Sunday 31 August 2008

Margins, errors and unknowns

Trading plan for this week - try to stay cool calm and collected even as the hurricane batters the Gulf of Mexico and oil perhaps spikes though the roof. On the evidence of a late Sunday night, the currency markets seem to be shrugging off the oil spike and USD/GBP, EUR/USD and EUR/JPY are behaving perfectly, from Flash's point of view, i.e. euro down, sterling down, dollar up, yen up. And if the hurricane isn't quite as bad as expected Flash is perfectly poised to take advantage of any bounce of relief when normal trading resumes on Tuesday.

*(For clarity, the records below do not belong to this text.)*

PR #7241, opened 2023-12-09
Support dynamic library loading with extension .so or .o

hogelog:

Ruby's native `require` can load dynamic libraries with .so or .o extensions that are not actually filename.

For example, on macOS the socket library name is "socket.bundle" and `require "socket.so"` will load successful.

```console
$ ruby -e 'p RbConfig::CONFIG["DLEXT"]; p require "socket.bundle"'
"bundle"
true
$ ruby -e 'p RbConfig::CONFIG["DLEXT"]; p require "socket.so"'
"bundle"
true
```

However, with the `require` provided by RubyGems, such loading does not work.

```console
$ gem install nokogiri
Successfully installed nokogiri-1.15.5
Parsing documentation for nokogiri-1.15.5
Done installing documentation for nokogiri after 0 seconds
1 gem installed
$ ruby -e 'p RbConfig::CONFIG["DLEXT"]; p require "nokogiri/nokogiri.bundle"'
"bundle"
true
$ ruby -e 'p RbConfig::CONFIG["DLEXT"]; p require "nokogiri/nokogiri.so"'
"bundle"
<internal:/Users/hogelog/.rbenv/versions/3.3.0-dev/lib/ruby/3.3.0+0/rubygems/core_ext/kernel_require.rb>:127:in `require': cannot load such file -- nokogiri/nokogiri.so (LoadError)
        from <internal:/Users/hogelog/.rbenv/versions/3.3.0-dev/lib/ruby/3.3.0+0/rubygems/core_ext/kernel_require.rb>:127:in `require'
        from -e:1:in `<main>'
```

In Ruby native require, `require "foo.so"` is a role process that "loads the dynamic library of foo (not the plain ruby .rb file)".
But such a thing is not possible in RubyGems require.

Since RubyGems overrides Ruby's native require, this functionality may be necessary as well.

### Reference 
The following documentation describes the native require behavior in Ruby.

https://github.com/ruby/ruby/blob/88d9a4d58af5c41a3258761dd6d0ea405fe47c07/load.c#L947-L990

However, this document also seems to describe something slightly different from Ruby's behavior, so I also suggest modifying this document.
https://github.com/ruby/ruby/pull/9180

I changed the behavior so that when checking if a file with a .so or .o extension is included in a gem, the extension is rewritten to DLEXT.
This behavior is consistent with Ruby native require.

### DIFF
--- a/lib/rubygems.rb
+++ b/lib/rubygems.rb
@@ -943,6 +943,13 @@ An Array (#{env.inspect}) was passed in from #{caller[3]}
   end
 
   ##
+  # Suffixes for dynamic library require-able paths.
+
+  def self.dynamic_library_suffixes
+    @dynamic_library_suffixes ||= suffixes - [".rb"]
+  end
+
+  ##
   # Prints the amount of time the supplied block takes to run using the debug
   # UI output.
 
--- a/lib/rubygems/basic_specification.rb
+++ b/lib/rubygems/basic_specification.rb
@@ -84,7 +84,13 @@ class Gem::BasicSpecification
       return false
     end
 
-    have_file? file, Gem.suffixes
+    is_soext = file.end_with?(".so", ".o")
+
+    if is_soext
+      have_file? file.delete_suffix(File.extname(file)), Gem.dynamic_library_suffixes
+    else
+      have_file? file, Gem.suffixes
+    end
   end
 
   def default_gem?
--- a/test/rubygems/test_gem_specification.rb
+++ b/test/rubygems/test_gem_specification.rb
@@ -1561,6 +1561,17 @@ dependencies: []
     assert_empty err
   end
 
+  def test_contains_requirable_file_extension_soext
+    ext_spec
+    dlext = RbConfig::CONFIG["DLEXT"]
+    @ext.files += ["lib/ext.#{dlext}"]
+
+    FileUtils.mkdir_p @ext.extension_dir
+    FileUtils.touch File.join(@ext.extension_dir, "ext.#{dlext}")
+    FileUtils.touch File.join(@ext.extension_dir, "gem.build_complete")
+    assert @ext.contains_requirable_file? "ext.so"
+  end
+
   def test_date
     assert_date @a1.date
   end


deivid-rodriguez (approved):
This looks good to me.

simi:
Is this related to fact some extensions do have both `rb` and `so` (or other dynamic lib) with same name in same directory and basic `require` prefers `rb`?

deivid-rodriguez:
My understanding is that this is just a subtle difference between RubyGems require and standard require. Standard require accepts `.so` as a "generic" marker to signal "load the compiled extension for this feature, whatever the actual filename suffix is". But RubyGems require does not implement that.

This was preventing native `readline` from being required on Windows, and was causing `reline` to always be used as a fallback when requiring `deadline`.

simi:
> My understanding is that this is just a subtle difference between RubyGems require and standard require. Standard require accepts `.so` as a "generic" marker to signal "load the compiled extension for this feature, whatever the actual filename suffix is". But RubyGems require does not implement that.
> 
> This was preventing native `readline` from being required on Windows, and was causing `reline` to always be used as a fallback when requiring `deadline`.

Thanks for the info, that's clear. And is the original require handling "so" in special way related to the rb/so/dylib in one directory? I'm trying to understand it properly. This PR looks ok, it is good to mirror original `require` as much as possible.

simi (approved):

deivid-rodriguez:
Standard require behavior is explained [here](https://github.com/ruby/ruby/pull/9180/files), as researched by @hogelog.

From reading that, my understanding is that in presence of both `.rb` and `.so` files in the same directory, `.rb` wins.

By the way, I'm observing that while https://rubyapi.org/3.2/o/kernel#method-i-require looks good, the same link for [Ruby 3.3](https://rubyapi.org/3.3/o/kernel#method-i-require) does not show the same useful information. Maybe something is messed up somewhere.

segiddins (approved):

MSP-Greg:
JFYI, try https://msp-greg.github.io/ruby_trunk/Core/Kernel.html#require-class_method

Maybe some might consider this self-promotion, but a long time ago I wanted to view doc on my iPad, so I modified YARD.

hogelog:
Thank you for your kind review!
@deivid-rodriguez's description is exactly what I wanted to describe.

> From reading that, my understanding is that in presence of both .rb and .so files in the same directory, .rb wins.

Yes, Ruby's native require method prioritizes searching for .rb files first, followed by .so files.

> By the way, I'm observing that while https://rubyapi.org/3.2/o/kernel#method-i-require looks good, the same link for Ruby 3.3 does not show the same useful information. Maybe something is messed up somewhere.

I also noticed the discrepancy in the Ruby 3.3 documentation.

However, since `require` is in fact basically overridden by RubyGems' require, I am thinking that it might not be a bad idea to show this documentation.

If you think the documentation should reflect the native Ruby require method for Kernel.require, I am willing to work on correcting this.

deivid-rodriguez:
@hogelog I'm honestly not sure. I think both descriptions are useful but I'm not sure they can easily be displayed side by side in docs.

Thanks for your patch!

hogelog:
> I'm honestly not sure.

I agree with you. I will leave it as it is for now.

Thanks for merge!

Flash has Dow longs in place from 11180, 11365, 11378 and 11428 and he is hoping to hold onto them through thick and thin this week - if not there are stops in place which will ensure he doesn't lose any money. Everything in his fund is broadly unchanged except that he's bought even more HBOS and Barclays, and has dipped a toe in the housebuilding market with a purchase of a long position in distressed US housebuilder DR Horton. He might also buy some Taylor Wimpey tomorrow. On Friday he bought more Ambac, BT and Lehman as well...He's hoping that there is enough margin in most of his positions to ride out the volatility. The accuracy of the currency bets is offsetting the dampening of profit on the long indices - but flash remains long on FTSE, S&P and the Dow, and is hoping to stay long for at least a couple of weeks.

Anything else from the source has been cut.